- [STORED DATA]:

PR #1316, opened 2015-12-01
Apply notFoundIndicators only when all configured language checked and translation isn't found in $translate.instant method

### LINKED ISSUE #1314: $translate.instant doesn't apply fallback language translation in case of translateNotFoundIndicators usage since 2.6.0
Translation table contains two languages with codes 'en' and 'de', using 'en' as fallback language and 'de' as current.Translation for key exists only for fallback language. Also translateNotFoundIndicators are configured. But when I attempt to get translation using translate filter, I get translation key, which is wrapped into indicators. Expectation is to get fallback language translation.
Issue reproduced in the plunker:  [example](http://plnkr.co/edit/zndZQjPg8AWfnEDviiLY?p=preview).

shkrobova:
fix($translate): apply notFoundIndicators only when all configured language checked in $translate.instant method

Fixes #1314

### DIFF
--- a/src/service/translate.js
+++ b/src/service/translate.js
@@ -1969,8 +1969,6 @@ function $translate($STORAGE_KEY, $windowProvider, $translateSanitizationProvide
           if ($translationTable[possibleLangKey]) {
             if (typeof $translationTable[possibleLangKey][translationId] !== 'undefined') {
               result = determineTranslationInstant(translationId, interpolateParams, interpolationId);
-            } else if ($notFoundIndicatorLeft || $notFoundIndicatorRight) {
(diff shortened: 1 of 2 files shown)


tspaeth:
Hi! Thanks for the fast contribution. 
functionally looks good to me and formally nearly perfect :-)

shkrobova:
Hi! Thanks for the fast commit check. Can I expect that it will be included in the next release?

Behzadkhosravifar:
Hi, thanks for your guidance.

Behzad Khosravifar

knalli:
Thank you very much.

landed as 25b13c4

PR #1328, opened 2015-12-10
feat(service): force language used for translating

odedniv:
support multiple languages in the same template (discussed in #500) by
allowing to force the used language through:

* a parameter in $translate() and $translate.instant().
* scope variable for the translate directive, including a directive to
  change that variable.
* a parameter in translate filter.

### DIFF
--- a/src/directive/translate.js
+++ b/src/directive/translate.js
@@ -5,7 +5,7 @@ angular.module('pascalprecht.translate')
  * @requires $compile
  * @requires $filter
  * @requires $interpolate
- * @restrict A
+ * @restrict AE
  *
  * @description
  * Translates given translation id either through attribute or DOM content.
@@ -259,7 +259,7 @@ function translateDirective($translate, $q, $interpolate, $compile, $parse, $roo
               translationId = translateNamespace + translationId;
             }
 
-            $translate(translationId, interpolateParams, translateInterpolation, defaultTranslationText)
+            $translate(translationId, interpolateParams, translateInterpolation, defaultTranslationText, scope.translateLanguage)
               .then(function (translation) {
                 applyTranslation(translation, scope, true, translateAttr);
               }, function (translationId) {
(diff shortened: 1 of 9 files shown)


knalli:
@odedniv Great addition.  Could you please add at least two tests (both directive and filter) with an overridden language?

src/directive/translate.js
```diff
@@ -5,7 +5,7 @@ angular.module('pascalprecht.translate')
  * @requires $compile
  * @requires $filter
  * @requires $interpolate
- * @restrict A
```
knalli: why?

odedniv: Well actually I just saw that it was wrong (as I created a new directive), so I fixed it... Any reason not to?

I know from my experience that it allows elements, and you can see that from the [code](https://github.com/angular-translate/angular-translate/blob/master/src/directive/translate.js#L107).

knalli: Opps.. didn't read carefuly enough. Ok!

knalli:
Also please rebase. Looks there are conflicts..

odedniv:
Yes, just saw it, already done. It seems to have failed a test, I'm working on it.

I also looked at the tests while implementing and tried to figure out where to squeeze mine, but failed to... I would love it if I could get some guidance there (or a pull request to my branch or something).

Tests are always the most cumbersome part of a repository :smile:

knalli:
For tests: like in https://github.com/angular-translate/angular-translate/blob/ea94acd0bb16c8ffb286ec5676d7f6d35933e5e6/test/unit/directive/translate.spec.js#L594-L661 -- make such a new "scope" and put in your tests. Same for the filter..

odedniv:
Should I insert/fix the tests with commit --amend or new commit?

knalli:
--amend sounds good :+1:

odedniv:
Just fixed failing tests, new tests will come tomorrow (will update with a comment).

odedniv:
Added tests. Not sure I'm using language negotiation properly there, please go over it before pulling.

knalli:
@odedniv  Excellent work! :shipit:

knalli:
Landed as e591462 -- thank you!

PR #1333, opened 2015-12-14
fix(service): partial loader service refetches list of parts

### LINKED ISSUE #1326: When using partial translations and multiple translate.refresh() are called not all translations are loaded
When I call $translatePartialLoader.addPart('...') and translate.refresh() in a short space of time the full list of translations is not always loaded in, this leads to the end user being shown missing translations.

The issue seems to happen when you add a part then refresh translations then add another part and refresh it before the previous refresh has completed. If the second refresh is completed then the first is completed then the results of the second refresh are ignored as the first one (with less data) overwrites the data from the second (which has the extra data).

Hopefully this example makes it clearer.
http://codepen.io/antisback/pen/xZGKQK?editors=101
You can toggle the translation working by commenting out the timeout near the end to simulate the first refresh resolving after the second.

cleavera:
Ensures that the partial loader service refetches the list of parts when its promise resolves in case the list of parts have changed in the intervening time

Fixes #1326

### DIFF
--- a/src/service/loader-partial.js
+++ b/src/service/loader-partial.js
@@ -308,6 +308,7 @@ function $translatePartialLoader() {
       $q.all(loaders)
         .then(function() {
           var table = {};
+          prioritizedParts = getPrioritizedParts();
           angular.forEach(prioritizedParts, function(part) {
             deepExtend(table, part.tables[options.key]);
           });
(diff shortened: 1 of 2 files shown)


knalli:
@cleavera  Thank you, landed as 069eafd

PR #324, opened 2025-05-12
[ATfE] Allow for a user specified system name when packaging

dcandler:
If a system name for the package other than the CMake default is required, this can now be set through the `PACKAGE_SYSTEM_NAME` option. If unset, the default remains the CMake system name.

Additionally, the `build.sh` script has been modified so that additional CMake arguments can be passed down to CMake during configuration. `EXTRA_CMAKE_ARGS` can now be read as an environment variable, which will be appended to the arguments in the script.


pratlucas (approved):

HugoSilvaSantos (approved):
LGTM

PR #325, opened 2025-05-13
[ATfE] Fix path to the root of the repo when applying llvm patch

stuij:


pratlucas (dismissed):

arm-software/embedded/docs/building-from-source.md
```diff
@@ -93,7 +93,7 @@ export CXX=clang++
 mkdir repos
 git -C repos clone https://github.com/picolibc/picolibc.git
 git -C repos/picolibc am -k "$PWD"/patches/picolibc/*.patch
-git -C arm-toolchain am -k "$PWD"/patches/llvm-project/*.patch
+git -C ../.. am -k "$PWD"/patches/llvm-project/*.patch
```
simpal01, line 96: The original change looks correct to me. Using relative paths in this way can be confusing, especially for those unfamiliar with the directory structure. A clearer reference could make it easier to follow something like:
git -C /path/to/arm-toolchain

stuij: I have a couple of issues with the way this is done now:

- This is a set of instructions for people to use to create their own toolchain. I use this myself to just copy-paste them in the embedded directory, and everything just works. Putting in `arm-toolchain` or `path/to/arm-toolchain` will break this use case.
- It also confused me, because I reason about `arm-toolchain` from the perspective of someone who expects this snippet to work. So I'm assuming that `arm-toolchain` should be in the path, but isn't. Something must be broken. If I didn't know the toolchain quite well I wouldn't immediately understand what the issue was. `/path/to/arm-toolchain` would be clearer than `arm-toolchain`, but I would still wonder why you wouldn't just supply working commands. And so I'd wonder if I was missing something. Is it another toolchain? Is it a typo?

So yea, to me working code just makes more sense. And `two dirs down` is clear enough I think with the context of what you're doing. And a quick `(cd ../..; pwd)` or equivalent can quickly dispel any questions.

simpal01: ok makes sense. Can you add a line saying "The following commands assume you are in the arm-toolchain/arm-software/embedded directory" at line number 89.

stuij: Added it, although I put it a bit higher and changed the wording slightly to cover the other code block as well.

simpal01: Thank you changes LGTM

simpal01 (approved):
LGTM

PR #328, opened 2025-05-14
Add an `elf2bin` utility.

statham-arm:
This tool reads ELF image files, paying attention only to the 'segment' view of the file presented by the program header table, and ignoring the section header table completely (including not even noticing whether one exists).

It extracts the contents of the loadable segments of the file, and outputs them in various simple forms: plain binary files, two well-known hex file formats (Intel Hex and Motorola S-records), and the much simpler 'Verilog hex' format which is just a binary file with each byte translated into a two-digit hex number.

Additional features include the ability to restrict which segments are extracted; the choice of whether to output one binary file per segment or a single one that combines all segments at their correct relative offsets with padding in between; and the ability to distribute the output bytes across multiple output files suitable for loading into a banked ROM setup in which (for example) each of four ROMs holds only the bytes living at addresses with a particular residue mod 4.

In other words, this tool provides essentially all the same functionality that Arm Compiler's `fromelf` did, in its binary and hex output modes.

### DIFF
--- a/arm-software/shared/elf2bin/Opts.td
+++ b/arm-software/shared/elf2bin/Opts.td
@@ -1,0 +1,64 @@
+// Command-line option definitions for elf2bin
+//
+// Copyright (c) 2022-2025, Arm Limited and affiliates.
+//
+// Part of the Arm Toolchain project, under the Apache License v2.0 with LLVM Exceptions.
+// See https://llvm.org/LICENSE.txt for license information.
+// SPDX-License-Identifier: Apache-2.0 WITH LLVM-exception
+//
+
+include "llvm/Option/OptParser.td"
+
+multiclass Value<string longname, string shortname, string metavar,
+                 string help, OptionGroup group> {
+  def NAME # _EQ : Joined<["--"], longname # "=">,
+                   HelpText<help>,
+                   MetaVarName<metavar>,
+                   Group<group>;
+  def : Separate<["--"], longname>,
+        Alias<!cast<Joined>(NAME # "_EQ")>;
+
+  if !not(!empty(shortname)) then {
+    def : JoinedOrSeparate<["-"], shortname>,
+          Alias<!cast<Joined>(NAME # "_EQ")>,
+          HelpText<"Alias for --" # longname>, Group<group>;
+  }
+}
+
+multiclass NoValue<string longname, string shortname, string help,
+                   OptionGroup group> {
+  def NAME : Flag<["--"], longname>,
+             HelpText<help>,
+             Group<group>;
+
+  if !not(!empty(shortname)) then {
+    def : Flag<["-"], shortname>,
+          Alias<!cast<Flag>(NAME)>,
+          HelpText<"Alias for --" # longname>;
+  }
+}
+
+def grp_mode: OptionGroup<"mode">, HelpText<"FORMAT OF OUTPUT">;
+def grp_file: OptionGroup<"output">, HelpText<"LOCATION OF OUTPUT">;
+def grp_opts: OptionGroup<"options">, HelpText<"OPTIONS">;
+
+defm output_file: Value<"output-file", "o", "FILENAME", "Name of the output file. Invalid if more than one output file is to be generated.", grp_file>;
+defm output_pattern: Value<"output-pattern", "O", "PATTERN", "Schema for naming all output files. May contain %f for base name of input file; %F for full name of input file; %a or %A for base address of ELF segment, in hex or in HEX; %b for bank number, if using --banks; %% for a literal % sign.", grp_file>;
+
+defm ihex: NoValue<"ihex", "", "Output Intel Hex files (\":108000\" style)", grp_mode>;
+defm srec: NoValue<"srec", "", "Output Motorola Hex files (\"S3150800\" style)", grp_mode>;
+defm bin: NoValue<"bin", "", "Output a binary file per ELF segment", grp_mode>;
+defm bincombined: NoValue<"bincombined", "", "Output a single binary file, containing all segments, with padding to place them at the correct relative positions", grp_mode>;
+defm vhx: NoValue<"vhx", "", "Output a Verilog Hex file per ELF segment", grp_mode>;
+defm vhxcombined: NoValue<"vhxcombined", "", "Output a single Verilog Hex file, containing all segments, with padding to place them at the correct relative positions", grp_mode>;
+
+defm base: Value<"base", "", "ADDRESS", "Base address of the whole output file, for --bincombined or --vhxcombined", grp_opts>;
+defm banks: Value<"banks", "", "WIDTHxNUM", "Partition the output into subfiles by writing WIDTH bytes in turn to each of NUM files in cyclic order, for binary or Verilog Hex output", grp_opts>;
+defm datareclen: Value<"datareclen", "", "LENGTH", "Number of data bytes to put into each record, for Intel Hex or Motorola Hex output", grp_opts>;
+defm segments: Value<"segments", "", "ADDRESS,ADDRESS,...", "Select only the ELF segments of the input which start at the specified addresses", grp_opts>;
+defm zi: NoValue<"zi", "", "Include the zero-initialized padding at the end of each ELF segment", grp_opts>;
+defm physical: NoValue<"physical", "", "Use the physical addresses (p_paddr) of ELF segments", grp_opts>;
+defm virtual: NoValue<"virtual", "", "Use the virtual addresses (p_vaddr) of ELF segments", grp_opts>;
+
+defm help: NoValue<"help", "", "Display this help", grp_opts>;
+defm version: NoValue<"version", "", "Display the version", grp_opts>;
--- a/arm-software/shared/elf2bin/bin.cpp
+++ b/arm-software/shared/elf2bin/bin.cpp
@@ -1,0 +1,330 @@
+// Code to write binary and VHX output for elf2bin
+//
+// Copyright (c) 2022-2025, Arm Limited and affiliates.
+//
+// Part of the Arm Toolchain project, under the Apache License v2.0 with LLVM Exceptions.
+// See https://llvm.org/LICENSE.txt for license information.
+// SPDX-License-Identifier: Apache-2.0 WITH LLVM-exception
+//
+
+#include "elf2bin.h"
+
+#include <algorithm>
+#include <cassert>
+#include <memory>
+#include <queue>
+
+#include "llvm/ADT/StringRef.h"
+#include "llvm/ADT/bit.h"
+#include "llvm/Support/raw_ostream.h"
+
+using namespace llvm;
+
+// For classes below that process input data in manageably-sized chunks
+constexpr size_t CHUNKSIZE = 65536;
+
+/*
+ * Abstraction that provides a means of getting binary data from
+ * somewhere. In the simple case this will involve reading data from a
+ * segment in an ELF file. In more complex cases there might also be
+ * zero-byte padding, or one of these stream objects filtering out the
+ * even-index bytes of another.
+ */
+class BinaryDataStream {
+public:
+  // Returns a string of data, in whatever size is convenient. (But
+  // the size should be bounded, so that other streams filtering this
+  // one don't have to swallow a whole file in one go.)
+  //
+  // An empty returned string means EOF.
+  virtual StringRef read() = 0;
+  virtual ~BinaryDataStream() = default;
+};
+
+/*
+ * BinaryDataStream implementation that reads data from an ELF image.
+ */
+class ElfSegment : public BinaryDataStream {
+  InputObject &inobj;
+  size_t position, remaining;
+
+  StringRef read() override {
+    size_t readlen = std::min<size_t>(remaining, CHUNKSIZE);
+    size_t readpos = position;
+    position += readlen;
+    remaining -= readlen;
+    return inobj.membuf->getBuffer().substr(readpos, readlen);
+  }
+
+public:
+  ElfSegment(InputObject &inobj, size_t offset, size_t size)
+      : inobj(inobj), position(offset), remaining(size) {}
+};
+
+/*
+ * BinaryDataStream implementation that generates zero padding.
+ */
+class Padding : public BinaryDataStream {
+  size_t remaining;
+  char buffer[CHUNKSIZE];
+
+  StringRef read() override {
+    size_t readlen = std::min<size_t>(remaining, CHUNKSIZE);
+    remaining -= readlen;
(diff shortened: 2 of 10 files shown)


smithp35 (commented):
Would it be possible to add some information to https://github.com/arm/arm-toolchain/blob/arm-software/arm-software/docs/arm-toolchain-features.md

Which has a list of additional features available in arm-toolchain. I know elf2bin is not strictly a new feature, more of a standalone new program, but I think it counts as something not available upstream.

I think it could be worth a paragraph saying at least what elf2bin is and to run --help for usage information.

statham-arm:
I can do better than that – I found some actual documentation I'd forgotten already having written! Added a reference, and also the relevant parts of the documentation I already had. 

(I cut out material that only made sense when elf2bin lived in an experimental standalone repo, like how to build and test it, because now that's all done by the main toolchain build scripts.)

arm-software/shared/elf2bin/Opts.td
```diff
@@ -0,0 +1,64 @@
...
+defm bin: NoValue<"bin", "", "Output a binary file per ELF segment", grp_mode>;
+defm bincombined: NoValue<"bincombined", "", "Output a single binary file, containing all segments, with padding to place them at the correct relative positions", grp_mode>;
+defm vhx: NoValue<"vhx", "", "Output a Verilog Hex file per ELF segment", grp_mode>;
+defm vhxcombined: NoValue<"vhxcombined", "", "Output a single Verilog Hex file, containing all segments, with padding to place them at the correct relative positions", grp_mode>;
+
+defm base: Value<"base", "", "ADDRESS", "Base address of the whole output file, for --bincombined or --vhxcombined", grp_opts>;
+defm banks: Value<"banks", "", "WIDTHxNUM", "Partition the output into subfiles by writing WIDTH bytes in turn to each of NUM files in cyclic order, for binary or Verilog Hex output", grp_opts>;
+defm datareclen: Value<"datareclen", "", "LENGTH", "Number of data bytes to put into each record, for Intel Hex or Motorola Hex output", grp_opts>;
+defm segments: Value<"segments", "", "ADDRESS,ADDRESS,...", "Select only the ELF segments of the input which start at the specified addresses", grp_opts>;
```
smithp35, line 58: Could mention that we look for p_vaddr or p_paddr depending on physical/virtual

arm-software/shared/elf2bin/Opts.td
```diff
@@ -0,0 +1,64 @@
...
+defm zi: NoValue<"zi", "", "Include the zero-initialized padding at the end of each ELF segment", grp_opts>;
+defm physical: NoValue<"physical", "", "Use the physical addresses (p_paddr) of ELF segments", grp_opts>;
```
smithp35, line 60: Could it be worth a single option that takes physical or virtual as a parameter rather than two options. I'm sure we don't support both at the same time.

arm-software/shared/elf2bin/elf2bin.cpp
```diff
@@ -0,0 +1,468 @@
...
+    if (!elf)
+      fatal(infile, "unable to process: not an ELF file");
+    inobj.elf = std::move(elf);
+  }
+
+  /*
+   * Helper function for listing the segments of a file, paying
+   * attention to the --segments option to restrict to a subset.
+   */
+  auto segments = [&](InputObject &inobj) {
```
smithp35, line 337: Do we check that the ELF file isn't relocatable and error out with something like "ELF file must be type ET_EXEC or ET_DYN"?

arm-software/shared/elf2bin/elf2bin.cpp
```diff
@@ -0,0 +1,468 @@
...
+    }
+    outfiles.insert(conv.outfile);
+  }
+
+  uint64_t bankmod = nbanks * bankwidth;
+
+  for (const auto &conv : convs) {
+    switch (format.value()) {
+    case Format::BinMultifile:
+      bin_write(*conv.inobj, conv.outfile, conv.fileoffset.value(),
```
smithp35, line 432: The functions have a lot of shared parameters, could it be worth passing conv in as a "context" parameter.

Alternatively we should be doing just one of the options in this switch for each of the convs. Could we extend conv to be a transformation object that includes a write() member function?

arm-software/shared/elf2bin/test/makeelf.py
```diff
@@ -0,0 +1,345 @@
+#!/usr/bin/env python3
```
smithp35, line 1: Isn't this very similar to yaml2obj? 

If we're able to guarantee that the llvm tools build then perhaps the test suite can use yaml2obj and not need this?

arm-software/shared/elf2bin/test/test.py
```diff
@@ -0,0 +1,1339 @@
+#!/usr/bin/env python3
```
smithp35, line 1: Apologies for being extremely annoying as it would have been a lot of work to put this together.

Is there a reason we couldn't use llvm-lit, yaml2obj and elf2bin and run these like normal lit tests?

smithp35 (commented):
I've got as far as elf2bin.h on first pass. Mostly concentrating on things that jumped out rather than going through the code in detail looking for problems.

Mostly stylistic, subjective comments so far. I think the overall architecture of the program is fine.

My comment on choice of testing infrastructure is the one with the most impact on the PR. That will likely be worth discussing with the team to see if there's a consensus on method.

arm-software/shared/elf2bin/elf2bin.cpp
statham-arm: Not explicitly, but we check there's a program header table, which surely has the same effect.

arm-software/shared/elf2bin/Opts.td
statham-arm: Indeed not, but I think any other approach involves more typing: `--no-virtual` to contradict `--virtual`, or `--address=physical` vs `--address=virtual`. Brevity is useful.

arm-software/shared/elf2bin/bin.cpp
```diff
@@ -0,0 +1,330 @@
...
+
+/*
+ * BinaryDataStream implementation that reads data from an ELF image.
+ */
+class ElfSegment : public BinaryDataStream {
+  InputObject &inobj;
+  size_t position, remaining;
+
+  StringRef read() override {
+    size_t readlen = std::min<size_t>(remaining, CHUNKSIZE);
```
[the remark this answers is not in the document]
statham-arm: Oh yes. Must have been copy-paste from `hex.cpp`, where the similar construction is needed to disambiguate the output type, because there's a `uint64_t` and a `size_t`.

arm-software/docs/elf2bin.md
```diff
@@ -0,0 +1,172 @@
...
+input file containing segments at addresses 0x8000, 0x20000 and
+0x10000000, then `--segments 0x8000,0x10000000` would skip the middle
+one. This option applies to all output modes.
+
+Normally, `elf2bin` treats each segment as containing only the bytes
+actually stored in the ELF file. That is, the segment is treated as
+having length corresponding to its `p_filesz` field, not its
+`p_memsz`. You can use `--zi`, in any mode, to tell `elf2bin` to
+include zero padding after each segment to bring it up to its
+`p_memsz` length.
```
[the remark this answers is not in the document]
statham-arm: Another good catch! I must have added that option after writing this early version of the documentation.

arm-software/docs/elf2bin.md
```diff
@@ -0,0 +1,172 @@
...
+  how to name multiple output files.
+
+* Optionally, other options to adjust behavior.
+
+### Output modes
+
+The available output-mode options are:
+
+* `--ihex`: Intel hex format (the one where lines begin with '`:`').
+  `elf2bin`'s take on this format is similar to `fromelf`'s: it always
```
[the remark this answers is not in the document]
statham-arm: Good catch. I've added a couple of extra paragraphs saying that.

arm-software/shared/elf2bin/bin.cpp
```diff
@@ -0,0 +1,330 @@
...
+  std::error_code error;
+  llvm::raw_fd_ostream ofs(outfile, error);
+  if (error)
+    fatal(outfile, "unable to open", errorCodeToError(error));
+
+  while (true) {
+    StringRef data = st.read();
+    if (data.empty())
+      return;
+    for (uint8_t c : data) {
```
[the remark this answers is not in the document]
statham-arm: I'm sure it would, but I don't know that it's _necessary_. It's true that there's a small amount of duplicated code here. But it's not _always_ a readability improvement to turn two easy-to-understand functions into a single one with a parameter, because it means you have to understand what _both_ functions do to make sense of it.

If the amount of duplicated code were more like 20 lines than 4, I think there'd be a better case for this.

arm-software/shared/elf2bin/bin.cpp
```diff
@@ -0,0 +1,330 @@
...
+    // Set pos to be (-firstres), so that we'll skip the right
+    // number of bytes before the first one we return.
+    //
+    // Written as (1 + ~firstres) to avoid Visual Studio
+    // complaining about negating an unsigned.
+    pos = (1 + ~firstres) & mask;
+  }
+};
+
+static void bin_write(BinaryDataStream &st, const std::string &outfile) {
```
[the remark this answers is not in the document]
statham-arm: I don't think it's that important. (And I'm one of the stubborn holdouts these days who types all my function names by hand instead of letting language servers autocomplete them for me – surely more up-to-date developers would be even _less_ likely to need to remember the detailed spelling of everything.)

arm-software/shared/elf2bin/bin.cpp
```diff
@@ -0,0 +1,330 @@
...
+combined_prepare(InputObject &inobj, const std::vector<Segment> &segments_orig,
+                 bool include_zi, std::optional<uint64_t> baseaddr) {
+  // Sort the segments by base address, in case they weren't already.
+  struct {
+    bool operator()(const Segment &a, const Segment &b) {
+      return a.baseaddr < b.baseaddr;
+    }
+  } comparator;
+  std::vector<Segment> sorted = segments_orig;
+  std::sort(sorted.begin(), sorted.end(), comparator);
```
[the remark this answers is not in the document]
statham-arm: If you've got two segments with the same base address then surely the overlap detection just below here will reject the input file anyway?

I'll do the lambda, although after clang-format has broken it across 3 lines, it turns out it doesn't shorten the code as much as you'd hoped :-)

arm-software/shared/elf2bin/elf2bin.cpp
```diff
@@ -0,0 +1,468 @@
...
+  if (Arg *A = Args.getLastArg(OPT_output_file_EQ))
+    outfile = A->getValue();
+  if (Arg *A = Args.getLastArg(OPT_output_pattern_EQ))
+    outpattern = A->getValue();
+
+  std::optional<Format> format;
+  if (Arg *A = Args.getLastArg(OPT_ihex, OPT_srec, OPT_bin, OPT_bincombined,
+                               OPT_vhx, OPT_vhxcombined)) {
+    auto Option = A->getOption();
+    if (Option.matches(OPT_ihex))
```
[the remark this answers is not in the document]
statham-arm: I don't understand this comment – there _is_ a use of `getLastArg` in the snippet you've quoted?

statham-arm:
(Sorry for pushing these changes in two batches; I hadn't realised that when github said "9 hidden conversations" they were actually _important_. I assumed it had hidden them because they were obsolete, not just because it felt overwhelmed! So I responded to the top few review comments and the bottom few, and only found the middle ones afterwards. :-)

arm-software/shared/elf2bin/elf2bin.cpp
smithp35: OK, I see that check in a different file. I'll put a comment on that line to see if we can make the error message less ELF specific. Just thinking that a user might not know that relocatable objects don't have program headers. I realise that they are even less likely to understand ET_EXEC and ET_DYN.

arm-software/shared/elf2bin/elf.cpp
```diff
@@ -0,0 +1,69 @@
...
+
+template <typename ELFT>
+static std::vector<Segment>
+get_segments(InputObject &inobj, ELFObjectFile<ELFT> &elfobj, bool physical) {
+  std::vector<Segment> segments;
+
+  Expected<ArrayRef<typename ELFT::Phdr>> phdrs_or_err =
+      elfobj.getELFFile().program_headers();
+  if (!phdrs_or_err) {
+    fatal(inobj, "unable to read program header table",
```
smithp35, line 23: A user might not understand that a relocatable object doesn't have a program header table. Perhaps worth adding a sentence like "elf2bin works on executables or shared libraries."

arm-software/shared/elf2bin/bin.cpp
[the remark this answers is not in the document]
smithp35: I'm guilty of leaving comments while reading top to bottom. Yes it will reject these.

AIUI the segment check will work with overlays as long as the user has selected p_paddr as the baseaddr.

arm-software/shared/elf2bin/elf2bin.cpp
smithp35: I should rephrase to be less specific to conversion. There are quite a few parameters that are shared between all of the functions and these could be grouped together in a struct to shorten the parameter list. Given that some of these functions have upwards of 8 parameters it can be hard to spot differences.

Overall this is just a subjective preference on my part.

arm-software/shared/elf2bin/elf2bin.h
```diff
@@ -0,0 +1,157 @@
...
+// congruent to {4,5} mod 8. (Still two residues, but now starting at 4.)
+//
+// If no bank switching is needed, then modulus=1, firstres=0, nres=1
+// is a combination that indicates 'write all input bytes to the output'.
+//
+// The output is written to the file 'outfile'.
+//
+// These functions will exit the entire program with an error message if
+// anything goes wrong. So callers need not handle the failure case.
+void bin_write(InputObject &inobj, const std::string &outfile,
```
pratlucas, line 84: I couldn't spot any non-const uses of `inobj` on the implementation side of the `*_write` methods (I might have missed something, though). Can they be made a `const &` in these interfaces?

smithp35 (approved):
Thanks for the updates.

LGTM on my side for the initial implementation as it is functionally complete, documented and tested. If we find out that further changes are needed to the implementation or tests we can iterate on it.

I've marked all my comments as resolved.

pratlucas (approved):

- [PROBLEM]: Begin with the first line of the listing and copy exactly through the line that contains "### LINKED ISSUE #1314: $translate.instant", please, keeping both ends and leaving out everything after.

- [ANSWER AREA]:
PR #1316, opened 2015-12-01
Apply notFoundIndicators only when all configured language checked and translation isn't found in $translate.instant method

### LINKED ISSUE #1314: $translate.instant doesn't apply fallback language translation in case of translateNotFoundIndicators usage since 2.6.0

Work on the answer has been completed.